[Saved entries]
┄┄┄┄┄┄┄┄┄┄┄┄┄┄┄┄┄┄┄┄
PR #5309, opened 2026-01-05
IBflex Import: Steuergutschrift hinzugefügt

quapla:
Es werden jetzt auch Steuergutschriften berücksichtigt (if abfrage einfegügt)


name.abuchen.portfolio/src/name/abuchen/portfolio/datatransfer/ibflex/IBFlexStatementExtractor.java
```diff
@@ -1252,6 +1258,8 @@ public List<Item> extract(SecurityCache securityCache, Extractor.InputFile input
     @Override
     public void postProcessing(List<Item> items)
```
buchen, line 1344: This method has now no implementation. If that is on purpose (I see failing tests), then it should be removed in the code. Deleted code should not be in the file (it can be retrieved from the git history if needed).

buchen (changes requested):
This change has
- no test cases for the tax refund
- includes commented out code
- and the unit test fails

PR #5311, opened 2026-01-05
When concatenating strings, do trim the individual strings before

buchen:
Issue: #5296


buchen:
@Nirus2000 what do you think? Always trim? It appears that this is almost always done already and would avoid specific code in #5296

Nirus2000:
Sure... LGTM 👍🏻 

But please keep in mind that we will then have to remove trim() from all importers everywhere in the notes so that we don't have to check or clean everything twice or three times!!!
That's a lot of work.

ZfT2:
> Sure... LGTM 👍🏻
> 
> But please keep in mind that we will then have to remove trim() from all importers everywhere in the notes so that we don't have to check or clean everything twice or three times!!! That's a lot of work.

But I think that could be done time after time, wenn  the one or other importer is modified anyway?

buchen:
@Nirus2000 writes
> But please keep in mind that we will then have to remove trim() from all importers everywhere in the notes so that we don't have to check or clean everything twice or three times!!!

Claude Code says:
> The agent found 109 redundant trim calls across 33 files.

PR #5313, opened 2026-01-06
Refactor assertions inside DeutscheBankPDFExtractorTest

gamue:
As I created a new test yesterday in another PR and noted that this class is having an outdated style, I thought it's a good task for Claude to update the format ;) 

Tests worked locally, build is failing with a 403 while setting up maven. I don't have permissions to retrigger, but should be fine


Nirus2000:
Dont do THIS !! It takes a lot more effort to check all these changes again, and the added value is zero.
Please leave the old tests as they are.

Issue #2707, opened 2022-02-23
Colors in graph are too similar


MichaelMure:
**Is your feature request related to a problem? Please describe.**

I find the time series hard to read because of the colors that are very similar. Here is an example where the generated palette is some variation of blue/violet/orange. Figuring out how which line match with the legend becomes a game of guessing which color match the most.

![image](https://user-images.githubusercontent.com/294669/155295609-bd19163d-fcf6-40fc-b030-cc9cb8717f79.png)

**Describe the solution you'd like**

A different algorithm to generate the palette would help a lot. There is some suggestion over here: https://softwareengineering.stackexchange.com/questions/198065/what-algorithms-are-there-for-picking-colors-for-plot-lines-on-graphs

It looks like the golden ratio algorithm would work quite well.

**Describe alternatives you've considered**

Another possibility (or rather, a complementary solution) would be to have some cue about which series is the closest to the mouse cursor in the tooltip window showing up when clicking on the graph.

![image](https://user-images.githubusercontent.com/294669/155296756-7425979a-3c8c-4cb6-a900-3054b72efa0a.png)

funnym0nk3y:
You have to keep in mind that the colors could (and in my opinion should) also represent the taxonomy of the asset. 

![grafik](https://user-images.githubusercontent.com/41870754/156569716-94e6761a-7eed-47b8-903b-c76bc9dc5198.png)

flywire:
> You have to keep in mind that the colors could (and in my opinion should) also represent the taxonomy of the asset.

I don't agree. Unless displayed colours can be distinguished from each other the chart is useless. It would be useful to click on legend item(s) and have the line change to bold.

Issue #1878, opened 2020-12-18
Black theme


chrisaut:
I have an OLED screen. Dark theme is really nice, but I think it would look even better if the background was true instead of the grey. There seem to be different shades of grey for the sidebar and other panels. Just make them all black. Would probably give a bit of a bloomberg terminal feel even if the panels aren't so distinguishable from each other.

I think nothing else would have to change compared to dark mode.

buchen:
The CSS files (with limitations, of course, as we talk about SWT) are in ```n.a.portfolio.ui/css```. I would be happy to add an "extra dark" theme or darken the existing theme (I don't know what other users say).

PR #5315, opened 2026-01-06
replace arror icon file with dynamically render

liuhaoXD:


liuhaoXD:
This is a preparatory PR.

I noticed that several issues related to customizing themes (like https://github.com/portfolio-performance/portfolio/issues/1878,  https://github.com/portfolio-performance/portfolio/issues/2707) so I intend to handle them in a unified manner. 

Given that the change scope could be quite extensive to support customize theme, I first switched the up/down-related arrow icons from static files to dynamic rendering, which will facilitate the color switching of arrows during theme switching.

The changes made in this PR should theoretically have no impact on existing functionalities.

PR #5318, opened 2026-01-06
Adapt AT-Format for Renault-Bank-Direkt PDF Importer

MK-42:
Correctly handle multiple whitespace characters in interest transactions

I have received multiple statements with more than one whitespace / tab character in the interest lines


buchen:
Thanks. One character change. Safeguarded by a test case.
┄┄┄┄┄┄┄┄┄┄┄┄┄┄┄┄┄┄┄┄
## Task objective
Search the data above for the word "taxonomy". Copy each line it is in.

## Task answer
You have to keep in mind that the colors could (and in my opinion should) also represent the taxonomy of the asset. 
> You have to keep in mind that the colors could (and in my opinion should) also represent the taxonomy of the asset.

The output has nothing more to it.